Die Ausgangssituation ist für die meisten gleich: Schulen und Kitas sind geschlossen und zur Arbeit gehen viele nicht mehr. Restaurants und fast alle Geschäfte haben geschlossen, es gibt keine Veranstaltungen und privat verabredet man sich auch nicht.

Und doch ist es für jede*n anders. Wer einen Büro-Job hat, erledigt die Arbeit im Home-Office und lernt neue Videokonferenz-Tools kennen. Andere Arbeit kann man zuhause nicht machen; und so haben einige plötzlich ganz viel freie Zeit. Wer Kinder hat, betreut diese zuhause und bemüht sich, dass die Schulkinder die Aufgaben für die Schule erledigen. Und hat dann vielleicht ganz viel zu tun, denn kleine Kinder und Home-Office vertragen sich nicht gut. Manche sind alleine zuhause, während andere den ganzen Tag die Menschen um sich herum haben, mit denen sie zusammenwohnen. Für alle entfallen viele berufliche und private Treffen und die flüchtigen Begegnungen im Alltag.

Der gewohnte Tagesablauf bricht zusammen, übliche Verhaltensweisen und alte Planungen müssen überprüft werden. Hinzu kommen oft noch Sorgen um die Gesundheit und die finanzielle Zukunft.

Wie ist es bei Ihnen?
Und wie geht es Ihnen damit?

Beobachten Sie sich selbst.

Nutzen Sie doch die Gelegenheit und finden Sie etwas über sich selbst heraus.

  • Was ist schön an der neuen Situation?
  • Was tut mir gut von all dem Neuen?
  • Welche Dinge fehlen mir richtig aus dem Leben, das ich noch vor wenigen Wochen geführt habe?
  • Wodurch fühle ich mich belastet?
  • Wie verbringe ich meine Zeit?
  • Womit beschäftigen sich meine Gedanken?
  • Wie gehe ich mit dem Gefühl von Kontrollverlust um?

 

Sammeln Sie diese Erkenntnisse. Die aktuelle stark veränderte Situation ist Ihre „persönliche Corona-Krise“. Dabei muss es sich gar nicht schlimm nach Krise anfühlen. Eine Krise ist zumindest eine außergewöhnliche Situation, die Sie aus Ihrer gewohnten Balance wirft. Resilienz bezeichnet die Fähigkeit, flexibel und anpassungsfähig auf solche unvorhergesehenen Herausforderungen reagieren zu können. Nutzen Sie also die aktuelle Krise, um Ihre Resilienz kennenzulernen und zu stärken.

Resilienz: Sorgen Sie für sich selbst.

Wenn Sie sich gut fühlen… geht es Ihnen gut! Und das ist gut für Ihr Immunsystem und für die Menschen, die mit Ihnen zu tun haben. Es geht nicht darum, ein besserer Mensch zu werden. Sondern darum, gut zu sich selbst zu sein.
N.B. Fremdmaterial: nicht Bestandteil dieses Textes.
PR #716, opened 2023-08-04
Example Input Files with Defaults

ew3361zh:
This PR seeks to create new example input files that match the format of the metadata.


input/crop/example_rotation.json
```diff
@@ -0,0 +1,11 @@
...
+    "crop_species": "generic",
+    "harvest_days": [],
+    "harvest_years": [],
+    "harvest_operations": ["default"],
+    "harvest_type": ["scheduled"],
+    "planting_days": [],
+    "planting_years": [],
+    "pattern_repeat": 0,
+    "pattern_skip": 0
+}
```
Isgotkowitz: I think this is good as a default, it would be acceptable to pass
```json
{ }
```
as the crop input file though? It was acceptable with the old input system, but as I think about it, it seems like this would not be found to be valid by the InputManager.

input/fertilizer_schedule/example_fertilizer_schedule.json
```diff
@@ -0,0 +1,14 @@
...
+        "years": [],
+        "days": [],
+        "nitrogen_masses": [],
+        "phosphorus_masses": [],
+        "potassium_masses": [],
+        "application_depths": [],
+        "surface_remainder_fractions": [],
+        "pattern_repeat": 0,
+        "pattern_skip": 0
+    }
```
Isgotkowitz: I think I may have wrote the properties section of this one incorrectly. `"available_fertilizer_mixes"` should be at the same level as all the other variables, and in this example contain an empty dictionary.

Isgotkowitz (changes requested):
I think these files look good Niko, but I am still a little unsure about the benefit of having these "example" files. If they are to demonstrate what the newly formatted files should look like, that could be taken care of by just having the rewritten input files available. And likewise if their purpose is to provide default files in case a user does not specify a file for an input, couldn't one of the other prewritten input files provide that instead?

Also one of the example files needed for the Crop and Soil module is `example_field.json`.

ew3361zh:
> I think these files look good Niko, but I am still a little unsure about the benefit of having these "example" files. If they are to demonstrate what the newly formatted files should look like, that could be taken care of by just having the rewritten input files available. And likewise if their purpose is to provide default files in case a user does not specify a file for an input, couldn't one of the other prewritten input files provide that instead?

Good questions I'm not sure I know the complete answers to.

1. I do think they're going to be used as both defaults and as examples of the format these files should take should someone want to create their own to use and experiment with. Maybe the latter would be better served in the Wiki? Or maybe it's helpful to have the example files here so people can reference them locally and easily copy/paste the format to their new custom input file.

2. As far as rewriting the current input files - I wasn't sure how up-to-date those were with the C&S redesign. I could certainly take values available from those and use them here if it's the case that they represent the baseline/standard for a simulation. I can reach out to Kristan as we discussed in the worktogether meeting today.

3. My last thought is that we may have very similar sets of input files for a transition period because we still need the IM get_data functions throughout the model to get the data loaded and validated by the IM. And until that happens, I think we still need the existing input files in their current formats and locations to be able to run simulations.

> Also one of the example files needed for the Crop and Soil module is `example_field.json`.

Still working on that one.

input/fertilizer_schedule/example_fertilizer_schedule.json
ew3361zh: Thank you, will update that.

input/crop/example_rotation.json
ew3361zh: I don't think it would work to have an empty object here. IM will be looking for each of these fields to validate and will raise an error if they're missing.

Isgotkowitz:
> 1. I do think they're going to be used as both defaults and as examples of the format these files should take should someone want to create their own to use and experiment with. Maybe the latter would be better served in the Wiki? Or maybe it's helpful to have the example files here so people can reference them locally and easily copy/paste the format to their new custom input file.

I think having them locally would be good for those reasons. Would it be possible to name them as "default" files though, instead of "example"? It is not a big deal, but when I think about the two terms I imagine example being something that is just a demonstration and would not actually work, while default makes me think of something that is a standard, usable baseline. Also, I agree - having a section of the wiki dedicated to explaining and having examples of the input files would be really good to have, though they may not be complete inputs.

On the subject of names too, if a file is being used as the default I think it may still be good to give it a descriptive name if possible - for example the crop input file. Having an input file that specifies no crops to be planted in a simulation seems like the best candidate for the default, but I think it would still be better to name it as `no_crop_schedule.json` or something similar.

> 2. As far as rewriting the current input files - I wasn't sure how up-to-date those were with the C&S redesign. I could certainly take values available from those and use them here if it's the case that they represent the baseline/standard for a simulation. I can reach out to Kristan as we discussed in the worktogether meeting today.

The current input files have been rewritten to work with the redesigned Soil and Crop module (at least, the ones that are used in full simulations have been), but those changes have not been merged to master yet. For creating the baselines, there are some which are going to be a lot easier than others. For crops, tillage, fertilizer, and manure applications I think it is reasonable to make the baselines have no activity (no crops planted, no tilling occurs, etc.). For soil it is more difficult, because in the real world each field has its own unique soil profile. For a default though, it will probably be ok to just choose one of the soil profiles as the default because if someone is using the default soil profile then they probably don't care too much about what is happening in the soil profile. Definitely something that would be good to check in with Kristan about though.

> 3. My last thought is that we may have very similar sets of input files for a transition period because we still need the IM get_data functions throughout the model to get the data loaded and validated by the IM. And until that happens, I think we still need the existing input files in their current formats and locations to be able to run simulations.

This makes sense. I am not 100% sure what the schedule is for the InputManager integration but I think the full integration is far enough out that we will need the old-style inputs for a while longer.

input/field_management/Barnyard_field_1.json
```diff
@@ -0,0 +1,14 @@
+{
+    "soil_specification": "example_soil.json",
+    "crop_specification": "example_rotation.json",
+    "fertilizer_management_specification": "example_fertilizer_schedule.json",
+    "manure_management_specification": "example_manure_schedule.json",
+    "tillage_management_specification": "example_tillage_schedule.json",
+    "field_size": 0.0,
```
Isgotkowitz:
```suggestion
    "field_size": 1.0,
```

input/field_management/Barnyard_field_1.json
```diff
@@ -0,0 +1,14 @@
+{
+    "soil_specification": "example_soil.json",
+    "crop_specification": "example_rotation.json",
+    "fertilizer_management_specification": "example_fertilizer_schedule.json",
+    "manure_management_specification": "example_manure_schedule.json",
+    "tillage_management_specification": "example_tillage_schedule.json",
```
Isgotkowitz:
```suggestion
    "soil_specification": "soil_1",
    "crop_specification": "crop",
    "fertilizer_management_specification": "manure_schedule",
    "manure_management_specification": "fertilizer_schedule",
    "tillage_management_specification": "tillage_schedule",
```
These should be the name of the metadata blob that contains the corresponding specification. I had a conversation with Pooya before I merged the Crop and Soil metadata about this and he recommended using the blob names instead of file paths. This is reflected in the current example metadata on the `master` branch.

Isgotkowitz (approved):
Looks good. Only comments are on the example field file

allisterakun (approved):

Überlegen Sie also, was Sie über sich herausgefunden haben. Wovon täte Ihnen mehr gut? Oder weniger? Was ist gut so, wie es ist? Denken Sie an die verschiedenen Bereiche Ihres Lebens; vielleicht sieht Ihre Liste so aus:

  • Job: Ich wünsche mir weniger Videokonferenzen; die Unruhe belastet mich. Vielleicht könnte ich mehr telefonieren?
  • Gesundheit: Ich fühle mich weniger fit; ich könnte wieder mehr Fahrrad fahren.
  • Beziehung: Ich brauche Zeit für mich; vielleicht könnte ich Ruhe gewinnen durch Spaziergänge alleine.
  • Freizeit: Ich lese mehr Bücher; das tut mir gut und ich möchte es weiter machen.

 

Schauen Sie sich die Bereiche gerne zunächst getrennt an. Vielleicht gibt es Lebensbereiche, die Ihnen gerade besonders viel Energie geben können. Oder Sie erkennen ein Muster: Etwas, wovon Sie wohl gerade besonders viel oder wenig benötigen (Ruhe, Nähe, Austausch, Raum für Kreativität…).
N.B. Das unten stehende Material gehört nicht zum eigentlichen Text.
PR #721, opened 2023-08-07
replace python multi-line string with Windows compatible string concatenation.

michaelRichards99:
Python's multi-line string appears to not properly encode window's `\r\n` for newlines, resulting in a unit test failing on windows platforms.

Tested on windows and ubuntu machines and passes on both.


Isgotkowitz (approved):
LGTM

ew3361zh (approved):
Works well!

PR #915, opened 2023-11-07
Fix water buildup

### LINKED ISSUE #766: Evaluate soil hydrology
Evaluate the behavior of the Soil module with respect to the hydrological processes, including
- percolation between layers
- runoff from and infiltration of soil surface
- erosion of soil

This evaluation will be considered complete when approval is given by Pete, Eric and Xuesong.

### LINKED ISSUE #887: Water Content in Surface Layer of Soil Exceeding Saturation Point
Water content in the surface layer of the soil profile is going above saturation point and in some cases way beyond physical limits.

## Expected Behavior

The water content of a soil layer should not exceed its saturation capacity after it has gone through all hydrologic processes (infiltration, percolation, evaporation, etc).

## Current Behavior

Water content is reaching levels above saturation point and physical capacity for the surface soil layer.

Below are some graphs demonstrating this behavior from the barnyard simulation.
Regular soil field:
regular_soil_surface_layer_water_bug

Sandy soil field:
sandy_surface_water_content_bug

## Possible Solution

TBD

## Steps to Reproduce

1. Run the barnyard simulation
2. Observe results
3.
4.

Isgotkowitz:
This PR eliminates the issue of water building up in the surface soil layer during periods of high precipitation. It also concludes the evaluation of the RuFaS hydrology model.

This fix is accomplished with a method for percolating water that is only called when there is enough water to oversaturate the surface soil layer, `_percolate_excess_water()`, in the `Percolation` module. The `Infiltration` module has been modified so that it _only_ handles calculating the infiltration and leaves adding water to the soil entirely to the `Percolation` module. Testing has been added or updated for all modified methods in `Infiltration` and `Percolation`. Coverage for both modules remains at 100%

There are a number of other small changes made in this PR, including:
- Fixing the water characteristics for one layer of the soil profile in one of barnyard soil profile inputs.
- Adding a single test case to `test_cycle_water()` in `test_field.py`, bringing coverage of `field.py` up to 100%.
- Setting the starting value for runoff to 0.
- Updates the README with progress made.

Closes #887, closes #766


RUFAS/routines/field/soil/infiltration.py
```diff
@@ -74,7 +74,6 @@ def infiltrate(self, rainfall: float) -> None:
         self.data.accumulated_runoff = min(rainfall, self._determine_accumulated_runoff(rainfall, retention_parameter))
         infiltrated_water = max(0.0, rainfall - self.data.accumulated_runoff)
         self.data.infiltrated_water = infiltrated_water
-        self.data.soil_layers[0].water_content += infiltrated_water
```
matthew7838, line 77: Good change to segregate functionality in my opinion.

RUFAS/routines/field/soil/percolation.py
```diff
@@ -71,6 +77,33 @@ def percolate(self, has_seasonal_high_water_table: bool) -> None:
...
+        The amount of water allowed to infiltrate the soil on any given day is based on the available capacity of the
+        entire soil profile. So when there is an extreme amount of infiltration or there are multiple days of high
+        infiltration in a row, this method ensures that the excess water will be distributed appropriately throughout
+        the entire soil profile.
+
+        """
+        self.data.set_vectorized_layer_attribute("percolated_water", [0.0] * len(self.data.soil_layers))
+        water_remaining_to_percolate = self.data.infiltrated_water
+        for layer in self.data.soil_layers:
+            acceptable_percolation = layer.acceptable_percolation_amount
```
matthew7838, line 95: Don't think this line is needed since I don't see the value being modified anywhere.

matthew7838 (approved):
LGTM, one small comment. Great work maintaining test coverage.

RUFAS/routines/field/soil/infiltration.py
Isgotkowitz: Thanks:)

RUFAS/routines/field/soil/percolation.py
Isgotkowitz: I assume you mean line 95. It isn't needed in the code, but it made the test way easier to write. If you think it makes the code more confusing though, I can eliminate this line and rewrite the test.

matthew7838: Sorry. Yes I mean line 95, don't think it's worth the hassle.

tomhuhh (approved):
Thanks Ed for trusting me reviewing this PR. The code looks good to me.  I am attaching some results from the simulations that I ran earlier. From what Ed explained to me this afternoon, these results also make sense. 

image

image

image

Wenn Sie Ideen gewonnen haben, was Ihnen gut tun könnte, dann probieren Sie die aus, die sich am leichtesten umsetzen lässt. Sie wollen sich ja Gutes tun und nicht neue Herausforderungen erfinden.

Und im post-Corona-Leben oder in künftigen Krisen können Sie sich an die Erkenntnisse zu Ihrer Resilienz erinnern und überlegen, ob Sie auch dann mit ähnlichen Veränderungen für sich sorgen können.